Duke Shuts Down Huge Plant Collection, Causing Scientific Uproar

Duke University has decided to close its herbarium, a collection of 825,000 specimens of plants, fungi and algae that was established more than a century ago. The collection, one of the largest and most diverse in the country, has helped scientists map the diversity of plant life and chronicle the impact of humans on the environment.

The university’s decision has left researchers reeling. “This is such a devastating blow for biodiversity science,” said Erika Edwards, the curator of the Yale Herbarium. “The entire community is simultaneously shocked and outraged.”

Scientific societies have also protested the move. “Duke’s decision to forgo responsibility of their herbarium specimens sets a terrible precedent,” the Natural Science Collections Alliance wrote in a letter to the university last Friday.

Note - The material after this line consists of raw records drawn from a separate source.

PR #2005, opened 2021-06-28
Update nav on group create

teallarson:
Previously: Because there was no redirect after a user adding a group, there was no update in the progress nav bar (on any ui package)

Now: Triggers a  page reload on submission of group setup (which triggers the nav setup bar to update).

There is definitely a more elegant solution that doesn't reload the entire window, but given that there shouldn't be a huge amount of data back and forth on this page it seems ok.


evantahler (approved):
It looks like we do the same thing `settings/tab` page when there's an update... so OK for now!  We'll do something more elegant in the future.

The alliance, along with six other scientific societies, endorsed a petition asking Duke to reconsider closing the herbarium. As of Wednesday, it had gained over 11,000 signatures.

“It is very shocking that such a large collection at a wealthy university would be deemed dispensable,” said Regina Baucom, a plant geneticist at the University of Michigan.

In an email sent last week to the herbarium’s staff, Susan Alberts, the dean of natural sciences at Duke, said that the university had decided that the collection should be moved elsewhere in the next two to three years.